Phantom visibly stilled at that, like he hadn’t considered that.
“Not so easy without ghost powers, huh?”
“I…” He sighed, his shoulders visibly heaving. “No.”
Unfortunately, that left them with few options. They could try a window, but that would absolutely cause a stir, and with Phantom wearing her armor, that left her identity completely unprotected. Not to mention whatever security system the Fentons might have, which very well could target her just for wearing Phantom’s jumpsuit. The thing was probably seeping with ectoplasmic contamination.
Ugh. She shoved the thought away as something she didn’t want to think about, now or ever.
So that left two options. They could try searching the house for some keys, risk getting caught as burglars, and hope that the security system didn’t require separate deactivation.
Or they could try Danny’s room, upstairs, and hope they could somehow sneak past him—and everyone else asleep in the house—to escape through that window. Curse her for even considering it, but…
“So what are the chances we could get to Danny’s room unnoticed?”
Phantom hummed, quietly, then tilted his head like he was listening. “I don’t hear footsteps, so the Fentons are probably asleep. Either we didn’t set off their alarm, or they forgot to activate it.”
“That seems… oddly lucky.” She strained her hearing, but couldn’t hear anything either. Not that you needed to strain to hear Jack Fenton’s footsteps, but Maddie would probably be far quieter—and far more problematic. “How do you plan on getting past Danny?”

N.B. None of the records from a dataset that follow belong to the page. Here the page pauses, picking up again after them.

PR #4684, opened 2024-02-09
Clang tidy CI test: add several clang-analyzer-* checks to clang tidy CI test

lucafedeli88:
This PR adds several `clang-analyzer-*` checks to `clang-tidy` CI test:

- [clang-analyzer-core.DynamicTypePropagation](https://releases.llvm.org/14.0.0/tools/clang/tools/extra/docs/clang-tidy/checks/clang-analyzer-core.DynamicTypePropagation.html)
- [clang-analyzer-core.uninitialized.CapturedBlockVariable](https://releases.llvm.org/14.0.0/tools/clang/tools/extra/docs/clang-tidy/checks/clang-analyzer-core.uninitialized.CapturedBlockVariable.html)
- [clang-analyzer-cplusplus.InnerPointer](https://releases.llvm.org/14.0.0/tools/clang/tools/extra/docs/clang-tidy/checks/clang-analyzer-cplusplus.InnerPointer.html)
-~~[clang-analyzer-optin.mpi.MPI-Checker](https://releases.llvm.org/14.0.0/tools/clang/tools/extra/docs/clang-tidy/checks/clang-analyzer-optin.mpi.MPI-Checker.html)~~
- [clang-analyzer-nullability.NullableReturnedFromNonnull](https://releases.llvm.org/14.0.0/tools/clang/tools/extra/docs/clang-tidy/checks/clang-analyzer-nullability.NullableReturnedFromNonnull.html)
- [clang-analyzer-optin.performance.GCDAntipattern](https://releases.llvm.org/14.0.0/tools/clang/tools/extra/docs/clang-tidy/checks/clang-analyzer-optin.performance.GCDAntipattern.html)
- ~~[clang-analyzer-optin.performance.Padding](https://releases.llvm.org/14.0.0/tools/clang/tools/extra/docs/clang-tidy/checks/clang-analyzer-optin.performance.Padding.html)~~
- [clang-analyzer-optin.portability.UnixAPI](https://releases.llvm.org/14.0.0/tools/clang/tools/extra/docs/clang-tidy/checks/clang-analyzer-optin.portability.UnixAPI.html)
- [clang-analyzer-valist.CopyToSelf](https://releases.llvm.org/14.0.0/tools/clang/tools/extra/docs/clang-tidy/checks/clang-analyzer-valist.CopyToSelf.html)
- [clang-analyzer-valist.Uninitialized](https://releases.llvm.org/14.0.0/tools/clang/tools/extra/docs/clang-tidy/checks/clang-analyzer-valist.Uninitialized.html)
- [clang-analyzer-valist.Unterminated](https://releases.llvm.org/14.0.0/tools/clang/tools/extra/docs/clang-tidy/checks/clang-analyzer-valist.Unterminated.html)

The following checks are explicitly excluded (`osx` checks are not relevant for WarpX):
- clang-analyzer-osx.*
- clang-analyzer-optin.osx.*

Also this check is excluded, since it generates a non-relevant warning:
- [clang-analyzer-optin.mpi.MPI-Checker](https://releases.llvm.org/14.0.0/tools/clang/tools/extra/docs/clang-tidy/checks/clang-analyzer-optin.mpi.MPI-Checker.html)

Finally, padding check is excluded because it generates warning for lambda functions, which require a verbose `NOLINT` to be silenced:
- [clang-analyzer-optin.performance.Padding](https://releases.llvm.org/14.0.0/tools/clang/tools/extra/docs/clang-tidy/checks/clang-analyzer-optin.performance.Padding.html)

___

### Use new `AMREX_ASSUME` feature to silence warnings

In WarpX we can enforce a given condition by using `WARPX_ALWAYS_ASSERT_WITH_MESSAGE` . However, the compiler can't see through  `WARPX_ALWAYS_ASSERT_WITH_MESSAGE` and `clang-tidy` may therefore generate warnings for scenarios that can't actually take place. 

A possible solution is to use a newly introduced feature in AMReX: `AMREX_ASSUME` :
```
#include <AMReX_Extension.H>
//...
WARPX_ALWAYS_ASSERT_WITH_MESSAGE(m_mf_src != nullptr, "m_mf_src can't be a nullptr.");
AMREX_ASSUME(m_mf_src != nullptr);
```

After `AMREX_ASSUME(m_mf_src != nullptr);` most compilers (including `gcc`, `clang`, and `nvcc`) should be able to assume that `m_mf_src != nullptr`.

Using this feature requires to update the AMReX version.

### Change getters of fields and field pointers in WarpX

As discussed with @ax3l (see https://github.com/ECP-WarpX/WarpX/pull/4684#discussion_r1495358308), this PR also changes the getters of the fields and field pointers in the WarpX class:

```
enum struct FieldType : int
{
    Efield_aux,
    Bfield_aux,
    Efield_fp,
    Bfield_fp,
    current_fp,
    current_fp_nodal,
    rho_fp,
    F_fp,
    G_fp,
    phi_fp,
    vector_potential_fp,
    Efield_cp,
    Bfield_cp,
    current_cp,
    rho_cp,
    F_cp,
    G_cp,
    edge_lengths,
    face_areas,
    Efield_avg_fp,
    Bfield_avg_fp,
    Efield_avg_cp,
    Bfield_avg_cp
};

//...

[[nodiscard]] bool
isFieldInitialized (FieldType field_type, int lev, int direction = 0) const;

[[nodiscard]] amrex::MultiFab*
getFieldPointer (FieldType field_type, int lev, int direction = 0) const;

[[nodiscard]] std::array<const amrex::MultiFab* const, 3>
getFieldPointerArray (FieldType field_type, int lev) const;

const amrex::MultiFab&
getField(FieldType field_type, int lev, int direction = 0) const;

//...
private:

[[nodiscard]] amrex::MultiFab*
getFieldPointerUnchecked (FieldType field_type, int lev, int direction = 0) const;

```

`getFieldPointerUnchecked` does **not** check if the requested pointer is ` != nullptr` . This function is conceived to be used internally by the other getters, which  check if the pointer is valid and, in case it isn't, they abort.


Source/Diagnostics/ComputeDiagFunctors/JFunctor.cpp
```diff
@@ -54,6 +54,12 @@ JFunctor::operator() (amrex::MultiFab& mf_dst, int dcomp, const int /*i_buffer*/
         mypc.DepositCurrent(current_fp_temp, warpx.getdt(m_lev), 0.0);
     }
 
-    InterpolateMFForDiag(mf_dst, *m_mf_src, dcomp, warpx.DistributionMap(m_lev),
-                         m_convertRZmodes2cartesian);
+    if (m_mf_src != nullptr){
```
ax3l: The function `get_pointer_current_fp` should throw instead of having to check the return value in user code.

Source/Diagnostics/FullDiagnostics.cpp
```diff
@@ -407,44 +407,39 @@ FullDiagnostics::AddRZModesToDiags (int lev)
     // E
     for (int dim=0; dim<3; dim++){
         // 3 components, r theta z
-        m_all_field_functors[lev][icomp] =
+        m_all_field_functors[lev][icomp++] =
```
ax3l: Although formally correct, this can be quite confusing for our average developer.

Most people will not immediately know/see that `icomp` is increased after this line is executed (`icomp++` vs `++icomp`), which can lead to subtle bugs at the tail of the loop over time when people assume a different value for `icomp`, don't you think?

Source/Particles/PhysicalParticleContainer.cpp
```diff
@@ -1202,7 +1202,7 @@ PhysicalParticleContainer::AddPlasma (PlasmaInjector const& plasma_injector, int
         const bool rz_random_theta = m_rz_random_theta;
 #endif
         amrex::ParallelForRNG(overlap_box,
-        [=] AMREX_GPU_DEVICE (int i, int j, int k, amrex::RandomEngine const& engine) noexcept
+        [=] AMREX_GPU_DEVICE (int i, int j, int k, amrex::RandomEngine const& engine) noexcept //NOLINT(clang-analyzer-optin.performance.Padding)
```
ax3l: Does this belong in AMReX or at least an AMReX issue instead?

Source/ablastr/utils/SignalHandling.cpp
```diff
@@ -191,7 +191,7 @@ SignalHandling::WaitSignals ()
     }
 
 #if defined(AMREX_USE_MPI)
-    BL_MPI_REQUIRE(MPI_Wait(&signal_mpi_ibcast_request, MPI_STATUS_IGNORE));
+    BL_MPI_REQUIRE(MPI_Wait(&signal_mpi_ibcast_request, MPI_STATUS_IGNORE)); // NOLINT(clang-analyzer-optin.mpi.MPI-Checker)
```
ax3l: This seems like a common pattern that could need a lot of silencing down the road. Would not add this test.

Source/ablastr/parallelization/MPIInitHelpers.H
```diff
@@ -15,7 +15,7 @@ namespace ablastr::parallelization
      *
      * @return the MPI_THREAD_* level required for MPI_Init_thread
      */
-    int
+    constexpr int
```
ax3l, line 18: Sure, possible given the implementation.

In practice, never compile-time because the `.cpp` file is not seen in other TUs.

Source/Particles/PhysicalParticleContainer.cpp
```diff
@@ -2825,11 +2825,11 @@ PhysicalParticleContainer::PushPX (WarpXParIter& pti,
...
-    amrex::ParallelFor(TypeList<CompileTimeOptions<no_exteb,has_exteb>,
-                                CompileTimeOptions<no_qed  ,has_qed>>{},
-                       {exteb_runtime_flag, qed_runtime_flag},
-                       np_to_push, [=] AMREX_GPU_DEVICE (long ip, auto exteb_control,
-                                                         auto qed_control)
+    amrex::ParallelFor(
+        TypeList<CompileTimeOptions<no_exteb,has_exteb>, CompileTimeOptions<no_qed  ,has_qed>>{},
+        {exteb_runtime_flag, qed_runtime_flag},
+        np_to_push,
+        [=] AMREX_GPU_DEVICE (long ip, auto exteb_control, auto qed_control) //NOLINT(clang-analyzer-optin.performance.Padding)
```
ax3l: This is so verbose that I recommend not adding the test to CI.

Source/Parallelization/WarpXComm_K.H
```diff
@@ -237,20 +231,18 @@ void warpx_interp (int j, int k, int l,
...
-    wl = 1.0_rt;
     for         (int jj = 0; jj < nj; jj++) {
         for     (int kk = 0; kk < nk; kk++) {
             for (int ll = 0; ll < nl; ll++) {
-                wj = (rj - amrex::Math::abs(jn - (jc + jj) * rj)) / static_cast<amrex::Real>(rj);
+                auto c = arr_coarse_zeropad(jc+jj,kc+kk,lc+ll);
+                c *= (rj - amrex::Math::abs(jn - (jc + jj) * rj)) / static_cast<amrex::Real>(rj);
 #if (AMREX_SPACEDIM >= 2)
-                wk = (rk - amrex::Math::abs(kn - (kc + kk) * rk)) / static_cast<amrex::Real>(rk);
+                c *= (rk - amrex::Math::abs(kn - (kc + kk) * rk)) / static_cast<amrex::Real>(rk);
```
ax3l, line 240: Ok but what is the difference? I would assume any optimizing compiler to do the same (with fastmath enabled).

I like the change, but I am not sure which test triggered it and if we want it in CI :)

Source/Diagnostics/ComputeDiagFunctors/JFunctor.cpp
lucafedeli88: In order to address this issue, would it be okay to restructure this part of `WarpX.H`
```
    [[nodiscard]] amrex::MultiFab * get_pointer_Efield_aux  (int lev, int direction) const { return Efield_aux[lev][direction].get(); }
    [[nodiscard]] amrex::MultiFab * get_pointer_Bfield_aux  (int lev, int direction) const { return Bfield_aux[lev][direction].get(); }

    [[nodiscard]] amrex::MultiFab * get_pointer_Efield_fp  (int lev, int direction) const { return Efield_fp[lev][direction].get(); }
    [[nodiscard]] amrex::MultiFab * get_pointer_Bfield_fp  (int lev, int direction) const { return Bfield_fp[lev][direction].get(); }
    [[nodiscard]] amrex::MultiFab * get_pointer_current_fp  (int lev, int direction) const { return current_fp[lev][direction].get(); }
    [[nodiscard]] amrex::MultiFab * get_pointer_current_fp_nodal  (int lev, int direction) const { return current_fp_nodal[lev][direction].get(); }
    [[nodiscard]] amrex::MultiFab * get_pointer_rho_fp  (int lev) const { return rho_fp[lev].get(); }
    [[nodiscard]] amrex::MultiFab * get_pointer_F_fp  (int lev) const { return F_fp[lev].get(); }
    [[nodiscard]] amrex::MultiFab * get_pointer_G_fp  (int lev) const { return G_fp[lev].get(); }
    [[nodiscard]] amrex::MultiFab * get_pointer_phi_fp  (int lev) const { return phi_fp[lev].get(); }
    [[nodiscard]] amrex::MultiFab * get_pointer_vector_potential_fp  (int lev, int direction) const { return vector_potential_fp_nodal[lev][direction].get(); }

    [[nodiscard]] amrex::MultiFab * get_pointer_Efield_cp  (int lev, int direction) const { return Efield_cp[lev][direction].get(); }
    [[nodiscard]] amrex::MultiFab * get_pointer_Bfield_cp  (int lev, int direction) const { return Bfield_cp[lev][direction].get(); }
    [[nodiscard]] amrex::MultiFab * get_pointer_current_cp  (int lev, int direction) const { return current_cp[lev][direction].get(); }
    [[nodiscard]] amrex::MultiFab * get_pointer_rho_cp  (int lev) const { return rho_cp[lev].get(); }
    [[nodiscard]] amrex::MultiFab * get_pointer_F_cp  (int lev) const { return F_cp[lev].get(); }
    [[nodiscard]] amrex::MultiFab * get_pointer_G_cp  (int lev) const { return G_cp[lev].get(); }

    [[nodiscard]] amrex::MultiFab * get_pointer_edge_lengths  (int lev, int direction) const { return m_edge_lengths[lev][direction].get(); }
    [[nodiscard]] amrex::MultiFab * get_pointer_face_areas  (int lev, int direction) const { return m_face_areas[lev][direction].get(); }
```
with something like:

```
enum class FieldType
{
    Efield_aux,
    Bfield_aux
    //  ...
};



    template <FieldType Type>
    [[nodiscard]] amrex::MultiFab * get_pointer (int lev, int direction)
    {
        if (auto* ptr = m_multifabs[lev][direction][Type].get(); ptr != nullptr)
            return ptr; 
        else
            WARPX_ABORT_WITH_MESSAGE("...");
    }
```
?

Source/Diagnostics/ComputeDiagFunctors/CellCenterFunctor.cpp
```diff
@@ -17,6 +17,12 @@ void
 CellCenterFunctor::operator()(amrex::MultiFab& mf_dst, int dcomp, const int /*i_buffer*/) const
 {
     auto& warpx = WarpX::GetInstance();
-    InterpolateMFForDiag(mf_dst, *m_mf_src, dcomp, warpx.DistributionMap(m_lev),
-                         m_convertRZmodes2cartesian);
+    if (m_mf_src != nullptr){
```
ax3l: I like the defensive programming here. Small suggestion: Instead of the `if` I would write an always assert macro on function entry here. This can go together with other prerequisite checks of the functions.

Source/Diagnostics/ComputeDiagFunctors/BackTransformFunctor.cpp
```diff
@@ -60,13 +60,20 @@ BackTransformFunctor::operator ()(amrex::MultiFab& mf_dst, int /*dcomp*/, const
...
         // Generate slice of the cell-centered multifab containing boosted-frame field-data
         // at current z-boost location for the ith buffer
-        slice = amrex::get_slice_data(moving_window_dir,
-                                     m_current_z_boost[i_buffer],
-                                     *m_mf_src,
-                                     geom,
-                                     scomp,
-                                     m_mf_src->nComp(),
-                                     interpolate);
+        if (m_mf_src != nullptr){
```
ax3l: I like the defensive programming here. Small suggestion: Instead of the if I would write an always assert macro here. This can go together with other prerequisite checks of the functions.

Source/Particles/PhysicalParticleContainer.cpp
lucafedeli88: I think that it is something that can happen with any lambda function (e.g., you can have a look here: https://godbolt.org/z/fK6PhvdsG). I suppose it depends on the order in which the variables captured by the lambda function are actually used.

Source/ablastr/utils/SignalHandling.cpp
lucafedeli88: It's the only check of the `clang-analyzer-*` group not enabled in AMReX. It could be OK to disable it also for WarpX.

Source/Parallelization/WarpXComm_K.H
lucafedeli88: The test that triggered this is `clang-analyzer-deadcode.DeadStores`.  This test flags as issues scenarios like:
```
int a = 1;
# ifdef FLAG
    a = 2;
#endif

do_stuff(a);
```
if  `FLAG` is defined the value stored initially in `a` is never used.

lucafedeli88: I think that in general it is a good test, although here it forces us to change a perfectly valid code. I do prefer the new version though, because  I sometimes find code like
```
int a = 1;
# ifdef FLAG
    a = 2;
#endif
```
a bit confusing.

lucafedeli88: Of course there is no difference in terms of performances.

Source/Diagnostics/FullDiagnostics.cpp
lucafedeli88: What about removing `icomp` completely and using `push_back` ?

Source/ablastr/utils/SignalHandling.cpp
lucafedeli88: Done. The check has been disabled and `//NOLINT` has been removed.

Source/ablastr/parallelization/MPIInitHelpers.H
lucafedeli88: `mpi_thread_required()` is called only twice in the code, inside `MPIInitHelpers.cpp` .
With my latest commit I've changed 
` int thread_required = mpi_thread_required();` into `constexpr int thread_required = mpi_thread_required();`, to make sure that the function is computed at compile-time.

Source/Particles/PhysicalParticleContainer.cpp
lucafedeli88: I've removed the `clang-analyzer-optin.performance.Padding` check and the corresponding `//NOLINT` directives.

Source/Diagnostics/ComputeDiagFunctors/CellCenterFunctor.cpp
lucafedeli88: I would agree in principle. However, unfortunately, `clang-tidy` can't see through `WARPX_ALWAYS_ASSERT_WITH_MESSAGE`  :-(  :

 ```
/home/luca/Projects/WarpX/Source/Diagnostics/ComputeDiagFunctors/CellCenterFunctor.cpp:22:7: warning: Forming reference to null pointer [clang-analyzer-core.NonNullParamChecker]
      InterpolateMFForDiag(
      ^
/home/luca/Projects/WarpX/Source/Diagnostics/ComputeDiagFunctors/CellCenterFunctor.cpp:20:5: note: '?' condition is false
    WARPX_ALWAYS_ASSERT_WITH_MESSAGE(m_mf_src != nullptr,
    ^
/home/luca/Projects/WarpX/Source/Utils/TextMsg.H:13:50: note: expanded from macro 'WARPX_ALWAYS_ASSERT_WITH_MESSAGE'
#define WARPX_ALWAYS_ASSERT_WITH_MESSAGE(EX,MSG) (EX)?((void)0) : ablastr::utils::TextMsg::Assert( # EX , __FILE__, __LINE__ , MSG)
                        
 ```
 I am not sure if we can do something about that. That is anyway the reason why I used `WARPX_ABORT_WITH_MESSAGE`

Source/Diagnostics/ComputeDiagFunctors/BackTransformFunctor.cpp
lucafedeli88: Same as above. Unfortunately using `WARPX_ALWAYS_ASSERT_WITH_MESSAGE` does not work here....

WeiqunZhang:
Maybe adding a throw to the end of the assert function could help.

lucafedeli88:
> WARPX_ALWAYS_ASSERT_WITH_MESSAGE

Very indirectly there is an assert: `WARPX_ALWAYS_ASSERT_WITH_MESSAGE` calls `ablastr::utils::TextMsg::Assert` which calls `amrex::Assert` which finally calls `assert`. However, `ablastr::utils::TextMsg::Assert` is in a `.cpp` file, so the compiler may not be able to figure that out. Should I move it to the corresponding `.H` file and force inlining?

WeiqunZhang:
I don't think it will help, especially when MPI is on, we call MPI_Abort eventually.

lucafedeli88:
> I don't think it will help, especially when MPI is on, we call MPI_Abort eventually.

I  see... Then, I  am not sure about what could be the ideal solution among the following:
- we drop the check from CI
- we use `NOLINT`
- we keep the `if (m_mf_src != nullptr)`
- we add something like `AMREX_ASSUME(...)` in AMReX so that it uses under the hood `__builtin_assume(...)` (clang), or `__attribute__((assume(...)))` (GNU compiler), or `[[assume( ... )]] ` (C++23) and hope that `AMREX_ASSUME(m_mf_src != nullptr)` after `WARPX_ALWAYS_ASSERT_WITH_MESSAGE` is enough.
- We add an additional `assert` inside `WARPX_ALWAYS_ASSERT_WITH_MESSAGE`

Source/Diagnostics/ComputeDiagFunctors/JFunctor.cpp
ax3l: Yes, maybe we can call it `get_mf_pointer` or `get_field_pointer`?

Not sure the `FieldType` must be a template - this is not used in hot loops so it can be a regular argument, no?

Source/Diagnostics/FullDiagnostics.cpp
ax3l: That works well :+1:

Source/Particles/PhysicalParticleContainer.cpp
ax3l: Let's open this as an issue in AMReX, could be interesting for @WeiqunZhang.

Source/ablastr/parallelization/MPIInitHelpers.H
ax3l: Ah, inside `MPIInitHelpers.cpp` the implementation is know. Makes sense.

Source/Parallelization/WarpXComm_K.H
ax3l: Agreed, new looks better.

ax3l:
`AMREX_ASSUME` to drop in `[[assume(same-expression == true)]]` in _after_ an `ALWAYS_ASSERT` is a very good idea :+1: 

We have many ways to abort / except asserts: we can exit, we can MPI exit, we can throw and recover. We can even call a hook and do something custom that the compiler cannot see yet.

lucafedeli88:
> `AMREX_ASSUME` to drop in `[[assume(same-expression == true)]]` in _after_ an `ALWAYS_ASSERT` is a very good idea 👍
> 
> We have many ways to abort / except asserts: we can exit, we can MPI exit, we can throw and recover. We can even call a hook and do something custom that the compiler cannot see yet.

I've opened a PR to implement `AMREX_ASSUME` in AMReX: https://github.com/AMReX-Codes/amrex/pull/3770

Source/Diagnostics/ComputeDiagFunctors/CellCenterFunctor.cpp
lucafedeli88: It should be fixed now!

ax3l:
@lucafedeli88 when you rebase against the latest development, your new AMReX assume should be available now. There is also a small merge conflict right now.

lucafedeli88:
> @lucafedeli88 when you rebase against the latest development, your new AMReX assume should be available now. There is also a small merge conflict right now.

@ax3l , I should have fixed the merge conflict

lucafedeli88:
ping, @ax3l  :-) !

Source/WarpX.H
```diff
@@ -69,19 +69,45 @@
...
-#include <map>
-
 
 enum struct PatchType : int
 {
     fine,
     coarse
 };
 
+enum struct FieldType : int
```
ax3l, line 84: This is ok for now, but we should make it a runtime construct so we can add more multifabs later on at runtime and also easily name them.

ax3l (approved):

“He’s probably not even here,” Phantom said, something… odd about his voice. Something Valerie couldn’t place. “He sneaks out a lot. Why do you think I know about his window?”
“I honestly didn’t want to think about it,” she admitted dryly, before shaking her head. “Fuck, fine, we’ll go for Danny’s room. If he’s there…” She paused, weighing that. “I know him. We’re… We’ve dated. He’s a good kid. I think we can play it off.”
Phantom’s gaze on her was heavy, but after a long moment he nodded. “If you say so.”
“I do say so,” she bit back, but it lacked venom. “I assume you know the way, for some godforsaken reason?”
He snorted but nodded, leading her towards the doorway to the left, pulling on the hand he still held. “You don’t have to assume the worst of everyone, Val.”
“I don’t assume the worst of everyone,” she snapped back, quietly. “Only of ghosts.”
“Oh, yeah, that makes it much better,” he agreed airily, before freezing suddenly. Valerie froze as well, straining her ears… still nothing.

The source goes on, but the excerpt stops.